__ASSIGNMENT__: Reproduce the entire listing below exactly.

= = = = =

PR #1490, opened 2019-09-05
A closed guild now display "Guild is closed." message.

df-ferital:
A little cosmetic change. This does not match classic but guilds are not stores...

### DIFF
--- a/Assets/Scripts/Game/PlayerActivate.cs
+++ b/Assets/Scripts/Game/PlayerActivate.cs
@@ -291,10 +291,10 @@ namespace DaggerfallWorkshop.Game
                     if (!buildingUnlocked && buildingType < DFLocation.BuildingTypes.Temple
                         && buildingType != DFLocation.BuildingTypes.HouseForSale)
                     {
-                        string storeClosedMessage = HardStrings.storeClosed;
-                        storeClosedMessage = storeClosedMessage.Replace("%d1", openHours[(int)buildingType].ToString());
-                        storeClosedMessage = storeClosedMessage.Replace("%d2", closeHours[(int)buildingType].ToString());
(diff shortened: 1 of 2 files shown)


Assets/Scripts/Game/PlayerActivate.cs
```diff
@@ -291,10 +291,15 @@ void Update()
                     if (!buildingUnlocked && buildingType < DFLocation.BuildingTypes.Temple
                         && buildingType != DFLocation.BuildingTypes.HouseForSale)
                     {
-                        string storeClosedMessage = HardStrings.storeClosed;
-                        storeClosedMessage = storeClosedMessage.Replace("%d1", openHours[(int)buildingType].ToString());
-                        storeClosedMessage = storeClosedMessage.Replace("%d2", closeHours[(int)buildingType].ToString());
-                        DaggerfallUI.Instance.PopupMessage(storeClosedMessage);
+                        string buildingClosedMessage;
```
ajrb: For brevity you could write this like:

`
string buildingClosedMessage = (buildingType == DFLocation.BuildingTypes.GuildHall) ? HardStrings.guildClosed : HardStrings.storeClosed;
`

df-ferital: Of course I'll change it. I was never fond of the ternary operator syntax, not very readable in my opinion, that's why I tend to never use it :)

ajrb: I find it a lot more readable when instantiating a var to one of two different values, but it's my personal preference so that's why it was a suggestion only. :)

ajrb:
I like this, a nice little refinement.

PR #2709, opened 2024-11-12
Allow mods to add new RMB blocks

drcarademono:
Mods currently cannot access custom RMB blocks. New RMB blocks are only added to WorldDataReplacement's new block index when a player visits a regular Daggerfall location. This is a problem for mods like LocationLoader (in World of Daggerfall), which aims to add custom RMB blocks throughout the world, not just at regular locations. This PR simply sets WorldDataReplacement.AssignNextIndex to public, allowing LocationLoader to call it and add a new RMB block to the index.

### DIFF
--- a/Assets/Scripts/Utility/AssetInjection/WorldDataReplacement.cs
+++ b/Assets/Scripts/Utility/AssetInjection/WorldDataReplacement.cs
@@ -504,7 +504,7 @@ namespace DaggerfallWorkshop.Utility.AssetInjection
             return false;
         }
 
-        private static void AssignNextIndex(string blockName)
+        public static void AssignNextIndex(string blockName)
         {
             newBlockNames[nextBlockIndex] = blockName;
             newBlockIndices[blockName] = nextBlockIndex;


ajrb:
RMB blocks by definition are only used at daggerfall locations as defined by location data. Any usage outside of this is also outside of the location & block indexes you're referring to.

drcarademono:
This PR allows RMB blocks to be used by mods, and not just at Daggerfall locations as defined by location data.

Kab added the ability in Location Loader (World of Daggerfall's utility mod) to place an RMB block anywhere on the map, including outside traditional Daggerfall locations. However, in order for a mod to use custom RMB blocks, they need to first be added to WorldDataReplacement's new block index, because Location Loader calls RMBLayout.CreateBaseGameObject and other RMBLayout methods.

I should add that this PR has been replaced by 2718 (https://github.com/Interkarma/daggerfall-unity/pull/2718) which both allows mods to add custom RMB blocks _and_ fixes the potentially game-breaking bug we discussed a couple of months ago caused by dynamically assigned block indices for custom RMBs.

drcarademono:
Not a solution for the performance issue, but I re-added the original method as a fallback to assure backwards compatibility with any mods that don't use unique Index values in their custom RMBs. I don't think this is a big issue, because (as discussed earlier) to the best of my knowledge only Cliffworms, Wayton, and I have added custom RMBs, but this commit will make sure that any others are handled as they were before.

= = = = =

__OUTPUT FOR THIS TASK__:
PR #1490, opened 2019-09-05
A closed guild now display "Guild is closed." message.

df-ferital:
A little cosmetic change. This does not match classic but guilds are not stores...

### DIFF
--- a/Assets/Scripts/Game/PlayerActivate.cs
+++ b/Assets/Scripts/Game/PlayerActivate.cs
@@ -291,10 +291,10 @@ namespace DaggerfallWorkshop.Game
                     if (!buildingUnlocked && buildingType < DFLocation.BuildingTypes.Temple
                         && buildingType != DFLocation.BuildingTypes.HouseForSale)
                     {
-                        string storeClosedMessage = HardStrings.storeClosed;
-                        storeClosedMessage = storeClosedMessage.Replace("%d1", openHours[(int)buildingType].ToString());
-                        storeClosedMessage = storeClosedMessage.Replace("%d2", closeHours[(int)buildingType].ToString());
(diff shortened: 1 of 2 files shown)


Assets/Scripts/Game/PlayerActivate.cs
```diff
@@ -291,10 +291,15 @@ void Update()
                     if (!buildingUnlocked && buildingType < DFLocation.BuildingTypes.Temple
                         && buildingType != DFLocation.BuildingTypes.HouseForSale)
                     {
-                        string storeClosedMessage = HardStrings.storeClosed;
-                        storeClosedMessage = storeClosedMessage.Replace("%d1", openHours[(int)buildingType].ToString());
-                        storeClosedMessage = storeClosedMessage.Replace("%d2", closeHours[(int)buildingType].ToString());
-                        DaggerfallUI.Instance.PopupMessage(storeClosedMessage);
+                        string buildingClosedMessage;
```
ajrb: For brevity you could write this like:

`
string buildingClosedMessage = (buildingType == DFLocation.BuildingTypes.GuildHall) ? HardStrings.guildClosed : HardStrings.storeClosed;
`

df-ferital: Of course I'll change it. I was never fond of the ternary operator syntax, not very readable in my opinion, that's why I tend to never use it :)

ajrb: I find it a lot more readable when instantiating a var to one of two different values, but it's my personal preference so that's why it was a suggestion only. :)

ajrb:
I like this, a nice little refinement.

PR #2709, opened 2024-11-12
Allow mods to add new RMB blocks

drcarademono:
Mods currently cannot access custom RMB blocks. New RMB blocks are only added to WorldDataReplacement's new block index when a player visits a regular Daggerfall location. This is a problem for mods like LocationLoader (in World of Daggerfall), which aims to add custom RMB blocks throughout the world, not just at regular locations. This PR simply sets WorldDataReplacement.AssignNextIndex to public, allowing LocationLoader to call it and add a new RMB block to the index.

### DIFF
--- a/Assets/Scripts/Utility/AssetInjection/WorldDataReplacement.cs
+++ b/Assets/Scripts/Utility/AssetInjection/WorldDataReplacement.cs
@@ -504,7 +504,7 @@ namespace DaggerfallWorkshop.Utility.AssetInjection
             return false;
         }
 
-        private static void AssignNextIndex(string blockName)
+        public static void AssignNextIndex(string blockName)
         {
             newBlockNames[nextBlockIndex] = blockName;
             newBlockIndices[blockName] = nextBlockIndex;


ajrb:
RMB blocks by definition are only used at daggerfall locations as defined by location data. Any usage outside of this is also outside of the location & block indexes you're referring to.

drcarademono:
This PR allows RMB blocks to be used by mods, and not just at Daggerfall locations as defined by location data.

Kab added the ability in Location Loader (World of Daggerfall's utility mod) to place an RMB block anywhere on the map, including outside traditional Daggerfall locations. However, in order for a mod to use custom RMB blocks, they need to first be added to WorldDataReplacement's new block index, because Location Loader calls RMBLayout.CreateBaseGameObject and other RMBLayout methods.

I should add that this PR has been replaced by 2718 (https://github.com/Interkarma/daggerfall-unity/pull/2718) which both allows mods to add custom RMB blocks _and_ fixes the potentially game-breaking bug we discussed a couple of months ago caused by dynamically assigned block indices for custom RMBs.

drcarademono:
Not a solution for the performance issue, but I re-added the original method as a fallback to assure backwards compatibility with any mods that don't use unique Index values in their custom RMBs. I don't think this is a big issue, because (as discussed earlier) to the best of my knowledge only Cliffworms, Wayton, and I have added custom RMBs, but this commit will make sure that any others are handled as they were before.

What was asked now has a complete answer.